### DATA FOR THE TASK
PR #26606, opened 2019-05-03
Restore FED error treatment for phase0 (required for UL Rereco of 2016)

veszpv:
#### PR description:

The FED raw data format for phase 0 and phase 1 detectors are essentially the same with small differences for the bit-packing of the pixel hit information in layer 1. There is a difference also in the error assignment by the front-end (*). The former case has been treated in the PixelDataFormatter by setting the 'phase1' variable through python configuration files. The error decoding class, called ErrorChecker, however was not made aware of the difference, instead, was just simply updated to phase 1. 
This PR fixes that: a base class is defined for the ErrorChecker, the present default code is kept with the same name deriving from this base, and a new derived class ErrorCheckerPhase0 is introduced to restore the phase 0 treatment. The proper error checker is instantiated by the PixelDataFormatter based on the value of 'phase1', so no change needs to be made in the python configurations.

FED error 25: in phase 1, FED error type 25 has been reinterpreted and used by the FED firmware to signal "dead" links. It is used to flag stuck TBMs. This error has a totally different meaning in phase 0. In this PR, the special treatment of this error type by raw-to-digi and digi-to-raw is cancelled for phase 0. 

(*) Few error codes have different interpretation; and in phase 0 FPix, the error association with detId is ambiguous. 

#### PR validation:

During the reconstruction of phase 0 data, when a rare type 25 error was encountered, the tracking code crashed. This PR fixes that. The FED25 error packing in simulation, and unpacking in simulation and data for phase 1 should be unchanged, are being validated by @tsusa. 

@tsusa @mmusich @dkotlins

### DIFF
--- a/EventFilter/SiPixelRawToDigi/plugins/SiPixelRawToDigi.cc
+++ b/EventFilter/SiPixelRawToDigi/plugins/SiPixelRawToDigi.cc
@@ -42,284 +42,289 @@
 using namespace std;
 
 // -----------------------------------------------------------------------------
-SiPixelRawToDigi::SiPixelRawToDigi( const edm::ParameterSet& conf ) 
-  : config_(conf), 
-    badPixelInfo_(nullptr),
-    regions_(nullptr),
-    hCPU(nullptr), hDigi(nullptr)
-{
-  
+SiPixelRawToDigi::SiPixelRawToDigi(const edm::ParameterSet& conf)
+    : config_(conf), badPixelInfo_(nullptr), regions_(nullptr), hCPU(nullptr), hDigi(nullptr) {
   includeErrors = config_.getParameter<bool>("IncludeErrors");
   useQuality = config_.getParameter<bool>("UseQualityInfo");
   if (config_.exists("ErrorList")) {
-    tkerrorlist = config_.getParameter<std::vector<int> > ("ErrorList");
+    tkerrorlist = config_.getParameter<std::vector<int>>("ErrorList");
   }
   if (config_.exists("UserErrorList")) {
-    usererrorlist = config_.getParameter<std::vector<int> > ("UserErrorList");
+    usererrorlist = config_.getParameter<std::vector<int>>("UserErrorList");
   }
-  tFEDRawDataCollection = consumes <FEDRawDataCollection> (config_.getParameter<edm::InputTag>("InputLabel"));
-  
+  tFEDRawDataCollection = consumes<FEDRawDataCollection>(config_.getParameter<edm::InputTag>("InputLabel"));
+
   //start counters
   ndigis = 0;
   nwords = 0;
 
   // Products
-  produces< edm::DetSetVector<PixelDigi> >();
-  if(includeErrors){
-    produces< edm::DetSetVector<SiPixelRawDataError> >();
+  produces<edm::DetSetVector<PixelDigi>>();
+  if (includeErrors) {
+    produces<edm::DetSetVector<SiPixelRawDataError>>();
     produces<DetIdCollection>();
     produces<DetIdCollection>("UserErrorModules");
-    produces<edmNew::DetSetVector<PixelFEDChannel> >();
+    produces<edmNew::DetSetVector<PixelFEDChannel>>();
   }
-  
+
   // regions
   if (config_.exists("Regions")) {
-    if(!config_.getParameter<edm::ParameterSet>("Regions").getParameterNames().empty())
-    {
+    if (!config_.getParameter<edm::ParameterSet>("Regions").getParameterNames().empty()) {
       regions_ = new PixelUnpackingRegions(config_, consumesCollector());
     }
   }
 
   // Timing
-  bool timing = config_.getUntrackedParameter<bool>("Timing",false);
+  bool timing = config_.getUntrackedParameter<bool>("Timing", false);
   if (timing) {
-    theTimer.reset( new edm::CPUTimer );
-    hCPU = new TH1D ("hCPU","hCPU",100,0.,0.050);
-    hDigi = new TH1D("hDigi","hDigi",50,0.,15000.);
+    theTimer.reset(new edm::CPUTimer);
+    hCPU = new TH1D("hCPU", "hCPU", 100, 0., 0.050);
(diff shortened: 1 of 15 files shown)


EventFilter/SiPixelRawToDigi/plugins/SiPixelRawToDigi.cc
```diff
@@ -252,7 +252,7 @@ void SiPixelRawToDigi::produce( edm::Event& ev,
 	  for (auto const& aPixelError : errorDetSet) {
 	    // For the time being, we extend the error handling functionality with ErrorType 25
 	    // In the future, we should sort out how the usage of tkerrorlist can be generalized
-	    if (aPixelError.getType()==25) {
+	    if (usePhase1==true && aPixelError.getType()==25) {
```
slava77: is this even needed on the raw2digi side?
Do we have cases for valid pixel error =25 in phase 0?

veszpv: In phase 0, error type 25 is exotic but can happen when AFAIK the analog levels in the FED input are not interpreted correctly and the communication protocol is compromised. Such an event was actually caught by reconstruction. So this is indeed needed.

mmusich: Actually this fix is mandatory for full reprocessing of 2016. Without it you will have a small but finite chunk of unprocessable data

perrotta:
@veszpv  please apply code checks prescription (https://github.com/cms-sw/cmssw/pull/26606#issuecomment-489116317) so that tests can ge started

veszpv:
Note, it seems that "scram build code-format" gives result different from applying the downloaded patch.

The actual changes are quite minimal. 1) Two lines of "if" statements disable the reading/filling of the bad FED channel collection by the (un)packer code, 2) the current ErrorCheck class is made to inherit from a pure virtual base class and the old ErrorCheck from the last phase 0 release (CMSSW_9_3_14_patch1) is copied back as another derived class. Exact same code as used in the last phase 0 reco, only changed to compile in the present release.

perrotta:
please test

EventFilter/SiPixelRawToDigi/src/PixelDataFormatter.cc
```diff
@@ -280,228 +317,242 @@ void PixelDataFormatter::interpretRawData(bool& errorsInEvent, int fedId, const
...
-int PixelDataFormatter::digi2wordPhase1Layer1( cms_uint32_t detId, const PixelDigi& digi, 
-    std::map<int, vector<Word32> > & words) const
-{
+int PixelDataFormatter::digi2wordPhase1Layer1(
+    cms_uint32_t detId, const PixelDigi &digi,
+    std::map<int, vector<Word32>> &words) const {
   LogDebug("PixelDataFormatter")
-// <<" detId: " << detId 
-  <<print(digi);
+      // <<" detId: " << detId
```
perrotta: remove

EventFilter/SiPixelRawToDigi/src/PixelDataFormatter.cc
```diff
@@ -280,228 +317,242 @@ void PixelDataFormatter::interpretRawData(bool& errorsInEvent, int fedId, const
...
+    return fedId;
 
-  int col = ((cabling.dcol)*2)  + ((cabling.pxid)%2);
-  int row = LocalPixel::numRowsInRoc - ((cabling.pxid)/2);
+  int col = ((cabling.dcol) * 2) + ((cabling.pxid) % 2);
+  int row = LocalPixel::numRowsInRoc - ((cabling.pxid) / 2);
 
-  //if(DANEK) cout<<" layer 1: digi2raw "<<detId<<" "<<digi.column()<<" "<<digi.row()<<" "<<digi.adc()<<" "
-  //  <<cabling.link<<" "<<cabling.roc<<" "<<cabling.dcol<<" "<<cabling.pxid<<" "
+  // if(DANEK) cout<<" layer 1: digi2raw "<<detId<<" "<<digi.column()<<"
```
perrotta: Please remove these commented out lines if not needed any more

EventFilter/SiPixelRawToDigi/src/PixelUnpackingRegions.cc
```diff
@@ -58,18 +61,16 @@ void PixelUnpackingRegions::run(const edm::Event& e, const edm::EventSetup& es)
   edm::Handle<reco::BeamSpot> beamSpot;
   e.getByToken(tBeamSpot, beamSpot);
   beamSpot_ = beamSpot->position();
-  //beamSpot_ = math::XYZPoint(0.,0.,0.);
+  // beamSpot_ = math::XYZPoint(0.,0.,0.);
```
perrotta: Remove

perrotta (commented):
The most awful thing in this PR is the line splitting as it was automatically implemented by the code checks: it makes the code much less easily readable in several parts, besides complicating quite a lot the review by adding tons of unneeded (at best) or worsening changes. In the following review I tried to avoid commenting about those splittings. but it would be nice if they could be reverted here, and their implementation not enforced any more in the clang checks. or at least somehow tuned.

veszpv:
I am not sure how to undo the changes by code check. If you want, I can try to run 
git push origin +HEAD
after I removed the commits from my local repo. Would that help? Or I can submit another PR. You are commenting on code that has nothing to do with this PR. Also, I do not think it is feasible to review the entire SiPixelRawToDigi package now.

perrotta:
> I am not sure how to undo the changes by code check. If you want, I can try to run
> git push origin +HEAD
> after I removed the commits from my local repo. Would that help? Or I can submit another PR. You are commenting on code that has nothing to do with this PR. Also, I do not think it is feasible to review the entire SiPixelRawToDigi package now.

Please don't mind if I don't like the clang prescriptions of the code checks: you can just concentrate on my comments for now.

Otherwise, you could submit another PR which only contains your original commits, profiting of the fact that code checks have been now momentarily disabled in order to speed up integrations for pre5.

veszpv:
Resubmitted this PR as [PR26679](https://github.com/cms-sw/cmssw/pull/26679) without the format checks for easier review.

### PROBLEM
Check each line of the material for the string "plugins" and say how many lines have it. Give the number only.

### SOLUTION
3